* Activity
State the number of lines in the records that contain "buckets", with no other words.

* Supplied material
= Beginning of Section =

PR #2829, opened 2026-01-08
feat: Add a way to override node config per network

sadhansood:
## Description

This PR adds per‑network config overrides baked into the binary. The final flow for config generation is:
1. Parse the user yaml to a Value and detect the network kind (system/staking IDs or cfg!(test)/cfg!(msim) for Tests and Simtest respectively).
2. Load the corresponding `overrides/<network>.yaml` (compiled in the binary).
3. Deep‑merge user yaml over the overrides (user values win over network overrides).
4. Deserialize into `StorageNodeConfig` so serde defaults fill missing fields, then validate the config.

## Test plan

Added unit tests covering merge semantics and network‑kind detection (including Tests overrides).

### DIFF
--- a/crates/walrus-service/src/node/config.rs
+++ b/crates/walrus-service/src/node/config.rs
@@ -1813,6 +1813,7 @@ mod tests {
         assert_eq!(
             config.blob_recovery.monitor_interval,
             Duration::from_secs(5),
+            // In unit tests, default_network_kind() resolves to Tests, which uses a 5s interval.
             "network defaults apply when user omits a field"
         );
         assert_eq!(
@@ -1835,7 +1836,7 @@ mod tests {
         let cases = vec![
             (network_overrides::NetworkKind::Mainnet, mainnet_ids),
             (network_overrides::NetworkKind::Testnet, testnet_ids),
-            (network_overrides::NetworkKind::Default, default_ids),
+            (network_overrides::default_network_kind(), default_ids),
         ];
 
         let dir = TempDir::new()?;
@@ -1850,7 +1851,14 @@ mod tests {
             "},
             );
             let config_path = dir.path().join(format!("node-{expected_kind:?}.yaml"));
-            std::fs::write(&config_path, yaml)?;
+            std::fs::write(&config_path, yaml.clone())?;
+
+            let raw_value: serde_yaml::Value = serde_yaml::from_str(&yaml)?;
+            assert_eq!(
+                network_overrides::detect_network_kind(&raw_value),
+                expected_kind,
+                "network kind is detected from contract ids"
+            );
 
             let config = StorageNodeConfig::load_config(&config_path)?;
 
@@ -1863,7 +1871,7 @@ mod tests {
 
             let expected_defaults = network_overrides::defaults_for(expected_kind);
             assert_eq!(
-                config.pending_metadata_cache, expected_defaults.pending_metadata_cache,
+                config.live_upload_deferral.enabled, expected_defaults.live_upload_deferral.enabled,
                 "default-only values are preserved"
             );
         }
--- a/crates/walrus-service/src/node/network_overrides.rs
+++ b/crates/walrus-service/src/node/network_overrides.rs
@@ -159,6 +159,43 @@ mod tests {
     }
 
     #[test]
+    fn known_network_ids_match_expected() {
+        const MAINNET_SYSTEM_OBJECT: &str =
+            "0x2134d52768ea07e8c43570ef975eb3e4c27a39fa6396bef985b5abc58d03ddd2";
+        const MAINNET_STAKING_OBJECT: &str =
+            "0x10b9d30c28448939ce6c4d6c6e0ffce4a7f8a4ada8248bdad09ef8b70e4a3904";
+        const TESTNET_SYSTEM_OBJECT: &str =
+            "0x6c2547cbbc38025cf3adac45f63cb0a8d12ecf777cdc75a4971612bf97fdf6af";
+        const TESTNET_STAKING_OBJECT: &str =
+            "0xbe46180321c30aab2f8b3501e24048377287fa708018a5b7c2792b35fe339ee3";
+
+        let known = known_network_ids();
+        let mainnet = known.mainnet.as_ref().expect("mainnet ids available");
+        let testnet = known.testnet.as_ref().expect("testnet ids available");
+
+        assert_eq!(
+            mainnet.system_object,
+            ObjectID::from_hex_literal(MAINNET_SYSTEM_OBJECT)
+                .expect("valid mainnet system object id")
+        );
+        assert_eq!(
+            mainnet.staking_object,
+            ObjectID::from_hex_literal(MAINNET_STAKING_OBJECT)
+                .expect("valid mainnet staking object id")
+        );
+        assert_eq!(
+            testnet.system_object,
+            ObjectID::from_hex_literal(TESTNET_SYSTEM_OBJECT)
+                .expect("valid testnet system object id")
+        );
+        assert_eq!(
+            testnet.staking_object,
+            ObjectID::from_hex_literal(TESTNET_STAKING_OBJECT)
+                .expect("valid testnet staking object id")
+        );
+    }
+
+    #[test]
     fn test_detects_network_kind_from_ids() -> Result<()> {
         let known = known_network_ids();
         let mainnet = known.mainnet.as_ref().expect("mainnet ids available");
--- a/crates/walrus-utils/src/config.rs
+++ b/crates/walrus-utils/src/config.rs
@@ -84,15 +84,4 @@ pub trait Config: DeserializeOwned {
     fn validate(&self) -> anyhow::Result<()> {
         Ok(())
     }
-
-    /// Loads the configuration from a file and validates it.
-    ///
-    /// # Errors
-    ///
-    /// Returns an error if the configuration cannot be read or parsed, or if the config is invalid.
-    fn load_and_validate(path: impl AsRef<Path>) -> anyhow::Result<Self> {
-        let config: Self = super::load_from_yaml(path)?;
-        config.validate()?;
-        Ok(config)
-    }
 }
--- a/setup/client_config_mainnet.yaml
+++ b/setup/client_config_mainnet.yaml
@@ -1,3 +1,5 @@
+# NOTE: walrus-service uses these IDs to detect network defaults. Changing them changes node
+# behavior and must be coordinated.
 system_object: 0x2134d52768ea07e8c43570ef975eb3e4c27a39fa6396bef985b5abc58d03ddd2
 staking_object: 0x10b9d30c28448939ce6c4d6c6e0ffce4a7f8a4ada8248bdad09ef8b70e4a3904
 n_shards: 1000
--- a/setup/client_config_testnet.yaml
+++ b/setup/client_config_testnet.yaml
@@ -1,3 +1,5 @@
+# NOTE: walrus-service uses these IDs to detect network defaults. Changing them changes node
+# behavior and must be coordinated.
 system_object: 0x6c2547cbbc38025cf3adac45f63cb0a8d12ecf777cdc75a4971612bf97fdf6af
 staking_object: 0xbe46180321c30aab2f8b3501e24048377287fa708018a5b7c2792b35fe339ee3
 exchange_objects:


crates/walrus-service/node_config_example.yaml
```diff
@@ -93,7 +93,7 @@ db_config:
 live_upload_deferral:
   enabled: false
   buckets: []
-  max_total_defer_secs: 300
+  max_total_defer_millis: 300000
```
halfprice: remark: is this a breaking change? I saw that at least our testnet node is using the old name.

crates/walrus-service/bin/node.rs
```diff
@@ -506,7 +504,7 @@ fn main() -> anyhow::Result<()> {
             ignore_sync_failures: _,
         } => loop {
             tracing::info!("loading node configuration from {}", config_path.display());
-            let config = StorageNodeConfig::load_and_validate(&config_path)?;
```
halfprice, line 509: nit: seems load_and_validate function can be removed.

crates/walrus-service/src/node/config.rs
```diff
@@ -267,6 +268,25 @@ impl walrus_utils::config::Config for StorageNodeConfig {
 }
 
 impl StorageNodeConfig {
+    /// Loads the config from a file, applying per-network overrides before deserialization.
+    pub fn load_config(path: impl AsRef<Path>) -> anyhow::Result<Self> {
+        let path = path.as_ref();
+        let config_str = std::fs::read_to_string(path)
+            .with_context(|| format!("unable to load config from {}", path.display()))?;
+        let raw_value: serde_yaml::Value = serde_yaml::from_str(&config_str)
```
halfprice, line 380: question: I guess the reason we are reading the raw_value instead of loading the config into a StorageNodeConfig struct is to differentiate default values vs. user explicitly set values. Is that correct? If so, I think it worth adding a comment here.

crates/walrus-service/src/node/network_overrides.rs
```diff
@@ -0,0 +1,258 @@
...
+    testnet: Option<ContractIds>,
+}
+
+fn known_network_ids() -> &'static KnownNetworkIds {
+    static KNOWN: OnceLock<KnownNetworkIds> = OnceLock::new();
+    KNOWN.get_or_init(|| KnownNetworkIds {
+        mainnet: load_contract_ids("mainnet", MAINNET_CLIENT_CONFIG_YAML),
+        testnet: load_contract_ids("testnet", TESTNET_CLIENT_CONFIG_YAML),
+    })
+}
```
halfprice, line 92: remark: can we simply hard code the system object ID and staking object ID in the code? This makes the node not need to rely on the external example config.

crates/walrus-service/node_config_example.yaml
halfprice: I saw that your custom serde function deals with the two versions. But why the name change?

crates/walrus-service/src/node/config.rs
```diff
@@ -832,42 +870,148 @@ impl Default for BlobEventProcessorConfig {
...
+    buckets: Vec<SizeDeferralEntry>,
+    #[serde(default)]
+    max_total_defer_millis: Option<u64>,
+    #[serde(default)]
+    max_total_defer_secs: Option<u64>,
+    #[serde(default = "default_max_checkpoint_lag")]
+    max_checkpoint_lag: u64,
+}
+
+impl<'de> Deserialize<'de> for LiveUploadDeferralConfig {
```
halfprice: remark: why this is needed and can we not do this? This looks fragile to me... (same for SizeDeferralEntryYaml)

crates/walrus-service/src/node/network_overrides.rs
```diff
@@ -0,0 +1,258 @@
...
+    "/../../overrides/testnet.yaml"
+));
+const TESTS_OVERRIDES_YAML: &str = include_str!(concat!(
+    env!("CARGO_MANIFEST_DIR"),
+    "/../../overrides/tests.yaml"
+));
+const SIMTEST_OVERRIDES_YAML: &str = include_str!(concat!(
+    env!("CARGO_MANIFEST_DIR"),
+    "/../../overrides/simtest.yaml"
+));
```
halfprice: suggestion: instead of defining the defaults in a yaml file, I wonder if we explicitly set it in the code is more robust. For example, we could create

```
impl StorageNodeConfig {
   default() -> Self
   default_mainnet() -> Self
   default_testnet() -> Self
   default_simtest() -> Self
   default_test() -> Self
   default_testbed() -> Self
}
```

The reasons this may be better are
1. if we define the default in the code, it's easier to change and don't need to worry about the format is correct or not when updating the default.
2. simtest/integration tests do not load from yaml, but directly create StorageNodeConfig ([test config creation](https://github.com/MystenLabs/walrus/blob/2750f167255dfbf7e0956d3ffd241df98d363096/crates/walrus-service/src/test_utils.rs#L1091), [simtest config creation](https://github.com/MystenLabs/walrus/blob/2750f167255dfbf7e0956d3ffd241df98d363096/crates/walrus-service/src/test_utils.rs#L1255), [another test config creation](https://github.com/MystenLabs/walrus/blob/2750f167255dfbf7e0956d3ffd241df98d363096/crates/walrus-service/src/test_utils.rs#L3156), [testbed config creation](https://github.com/MystenLabs/walrus/blob/2750f167255dfbf7e0956d3ffd241df98d363096/crates/walrus-service/src/testbed.rs#L707)

crates/walrus-service/src/node/config.rs
```diff
@@ -1613,6 +1757,64 @@ mod tests {
         Ok(())
     }
 
+    #[test]
+    fn merged_config_resolves_precedence_and_defaults() -> TestResult {
```
halfprice, line 1762: Thanks for adding this test to test merge_yaml!

Just to make things very reliable, which is important in this PR, can we add a test to test StorageNodeConfig::load_config e2e? What I imagine this can do is to (1) create a example yaml config in code (2) set the system object and staking object to mainnet, testnet, random value respectively, and (3) assert that after loading, mainnet should have some non-set value using mainnet default (same for testnet, default), and the value set in yaml is present and match despite the network (basically testing override).

This also gives us the confidence that mainnet config will definitely be identified as mainnet config, which is an important aspect to test.

crates/walrus-service/src/node/network_overrides.rs
sadhansood: Hmm, we’re including `setup/client_config_{mainnet,testnet}.yaml` at build time, not runtime. This avoids duplicating canonical IDs in two places and reduce the risk of drifting, if we really want the hardcode I'd prefer a single const source but given we already have this yaml which we test and verify to be correct - I am not seeing a strong reason to create another hardcoded value. In summary, I feel like this yaml is already doing the job well!

crates/walrus-service/bin/node.rs
sadhansood: correct, `load_and_validate ` doesn't exist anymore.

crates/walrus-service/src/node/config.rs
sadhansood: Added a comment explaining why we parse `serde_yaml::Value` first i.e. to detect network and preserve user‑set fields before defaults are applied.

crates/walrus-service/src/node/config.rs
sadhansood: Done, added `load_config_e2e_detects_network_kind_from_ids` and `load_config_applies_network_defaults_and_user_values` to test this.

crates/walrus-service/node_config_example.yaml
sadhansood: this is not being used anymore

crates/walrus-service/src/node/config.rs
sadhansood: removed it

crates/walrus-service/src/node/network_overrides.rs
sadhansood: done

crates/walrus-service/src/node/config.rs
```diff
@@ -1613,6 +1758,194 @@ mod tests {
...
+            assert_eq!(config.commission_rate, 9, "user values override defaults");
+            assert_eq!(
+                config.blob_recovery.monitor_interval,
+                Duration::from_secs(2),
+                "user values override defaults"
+            );
+
+            let expected_defaults = network_overrides::defaults_for(expected_kind);
+            assert_eq!(
+                config.pending_metadata_cache, expected_defaults.pending_metadata_cache,
```
halfprice: remark: this doesn't really test that the corresponding defaults are used, since `pending_metadata_cache` is the same for all network. How about let's set the default `StorageNodeConfig::rest_graceful_shutdown_period_secs` field in each default config such as "mainnet_node", "testnet_node", "default_node", etc. 

```
pub fn default_mainnet() -> Self {
        let mut config = Self::default();

        // Explicitly setting a default rest_graceful_shutdown_period_secs to test per network config defaults. Updating here should also update XXX test correspondingly.
        config.rest_graceful_shutdown_period_secs = Some(Some(REST_GRACEFUL_SHUTDOWN_PERIOD_SECS));
        config
    }
```

And set rest_graceful_shutdown_period_secs to REST_GRACEFUL_SHUTDOWN_PERIOD_SECS + 1 in testnet, etc.

And in the test here, we can use this to test if the corresponding network's config is applied.

This also gives an example of setting default value in each network config.

crates/walrus-service/bin/node.rs
halfprice: I don't see that it is removed in this PR.

crates/walrus-service/src/node/config.rs
```diff
@@ -912,9 +1056,9 @@ impl LiveUploadDeferralConfig {
             enabled: true,
             buckets: vec![SizeDeferralEntry {
                 max_unencoded_bytes: u64::MAX,
-                defer: Duration::from_millis(100),
+                defer: Duration::from_secs(1),
             }],
-            max_total_defer: Duration::from_millis(100),
+            max_total_defer: Duration::from_secs(1),
```
halfprice, line 1061: question: why do we need to change this value in test?

crates/walrus-service/src/node/network_overrides.rs
halfprice: I agree that duplicating is not ideal, but at its current form, it's not obvious that the setup/client_<network>_config.yaml is critical for storage node operation. If anyone changes setup/client_<network>_config.yaml for whatever reason that looks legit, and they shift away from the real contract ids used in prod, we may not notice that. This will change all the network default, and there is no warning about it. The downside of this can be catastrophic.

But if in the code, we clearly define const mainnet_contract_id, testnet_contract_id, with clearly comments that they should never be modified. Or explicitly create a config file under something like prod/<network>_contract_id.yaml in git with rules that anyone who changes these file needs more strict permission, it's less likely to make mistakes.

crates/walrus-service/src/node/config.rs
```diff
@@ -1613,6 +1758,194 @@ mod tests {
...
+        let config = StorageNodeConfig::load_config(&config_path)?;
+
+        assert!(
+            !config.live_upload_deferral.enabled,
+            "user values override network defaults"
+        );
+        assert_eq!(
+            config.blob_recovery.monitor_interval,
+            Duration::from_secs(5),
+            "network defaults apply when user omits a field"
```
halfprice, line 1817: This uses `default_test` default, is that correct? Worth documenting it since the simtest_default also use this value.

halfprice (approved):
Thanks a lot @sadhansood for the revision and it LGTM mostly! I only have a few minor comments now and feel free to merge it afterwards.

crates/walrus-service/src/node/config.rs
sadhansood: Good call on the test signal. I don't think we need to mutate mainnet/testnet defaults just to create a test delta. Instead I updated the e2e test to (1) assert ID‑based detection explicitly for mainnet and testnet and (2) validate default‑only values via a field that actually differs in the test default (`live_upload_deferral.enabled`). That exercises the load‑config merge path while keeping production defaults intact.

crates/walrus-service/src/node/config.rs
sadhansood: This change is only to preserve a non‑zero deferral after the new defaults merge path. DurationSeconds can’t represent 100ms, so it would round‑trip to 0 and effectively disable deferral in tests and simtests.  
```
pub struct SizeDeferralEntry {
    /// Maximum unencoded blob size (inclusive) in bytes for this bucket.
    pub max_unencoded_bytes: u64,
    /// Deferral duration to apply for this bucket, in seconds.
    #[serde(rename = "defer_secs")]
    pub defer: Duration,
}
```

crates/walrus-service/bin/node.rs
sadhansood: removed now, thanks for catching it!

crates/walrus-service/src/node/config.rs
sadhansood: yes, added comment.

crates/walrus-service/src/node/network_overrides.rs
sadhansood: Added a test `known_network_ids_match_expected` to detect any change in the network constants and also added comments on the top of these files.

= End of Section =

* Task response
3